Comment 27 for bug 1988819

Revision history for this message
Xiao Wan (xwcal) wrote :

To add a data point and save others from preventable headaches, I encountered a related bug and reported it here:
https://bugs.launchpad.net/ubuntu/+source/apt/+bug/2017399

If anyone cares, here are my two cents regarding phased updates:
https://github.com/xwcal/ubuntu-apt-bug#a-short-critique-of-phased-updates

Or if lack of markdown formatting is not an issue, here is goes:

# A Short Critique of Phased Updates

Some thoughts after I stumbled on phased updates during a recent migration from Bionic to Jammy:

## Randomness and Repeatability

Per [Debian repository specs](https://wiki.debian.org/DebianRepository/Format#Phased-Update-Percentage), randomization is achieved by the following means:

```
To determine whether an update is applicable to a given machine, a client shall seed a random number generator (APT uses std::minstd_rand) with the string:

 sourcePackage-version-machineID

where sourcePackage is the name of the source package, version the version, and machineID the contents of /etc/machine-id.

It shall then extract an integer from a uniform integer distribution between 0 and 100.
```

To the uninitiated: this is not how a random number generator is meant to be used. If you want a repeatable sequence of random numbers, you seed the RNG once and then draw the desired number of samples. You don't reseed the RNG for each new sample, since if your seeds are already random, then the RNG step is pointless, whereas if your seeds aren't random, say, in an extreme case, if you always seed with the same number, your "random" number is guaranteed to be the same each time.

To achieve repeatable randomness with respect to both the package and machine, there is an obviously superior choice in terms of both randomness and portability: **just use a cryptographic hash like sha256**.

This begs the question of how repeatable the design really is.
To quote [https://wiki.debian.org/MachineId](https://wiki.debian.org/MachineId):

```
what is the machine id actually used for?

    a comprehensive list is probably not possible without grepping the code
```

That's to say, although for repeatable experiments it's foreseeably necessary to mess with the machine ID or share it publicly,
the consequences of such tinkering or disclosure are hard to assess, since nobody knows for sure how and where the machine ID is and will be used.

This leads to an easily conceivable alternative: since apt only uses the machine ID for the purpose of repeatable randomization, how about designating another user configurable value stored in, say `/etc/apt/phased-update-random-seed`, only for this particular purpose and by default initialized to the machine ID?

## User Choice

From [this response](https://bugs.launchpad.net/ubuntu/+source/apt/+bug/2017399/comments/1) to my bug report (one question I forgot to ask is why phase security updates at all) and a comment on [askubuntu](https://askubuntu.com/questions/1431940/what-are-phased-updates-and-why-does-ubuntu-use-them) that doesn't cite any source, it does appear that consideration has been given regarding the need to treat different packages (at least different classes of packages) differently when it comes to phasing.

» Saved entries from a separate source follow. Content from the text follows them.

Issue #5747, opened 2023-07-07
Downloaded nearly 20GB of a 11MB torrent


miczlo:
### What is the issue?

I have noticed that some torrents (all downloaded on the same day and I think added by autobrr) have downloaded like 10 000% - so 20 - 40GB for 2 - 100 MB torrents more or less. 
I have around 20 of them, all on the same day. 
![image](https://github.com/transmission/transmission/assets/14827225/3de6798b-2cd9-47a4-bbce-5d383cd39abd)

I have this issue for torrents from different trackers as well.
Using transmission inside a docker environment.

Any ideas what might have caused this?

It's conceivable that a user may have preferences over how each particular package is phased. For example, if a GUI component has a troubled history with my Nvidia graphics, I may prefer to be highly conservative and wait until the last minute, but this shouldn't prevent me from being adventurous when it comes to other phased packages.

Unfortunately, it seems that a user currently has to decide between all or nothing, ie. between `APT::Get::Always-Include-Phased-Updates` or `APT::Get::Never-Include-Phased-Updates`.

How about allowing per package user choice between Always and Never?

Overall, I think for a such a prominent change to the cornerstone of probably half of today's Linux infrastructure, much remains to be desired.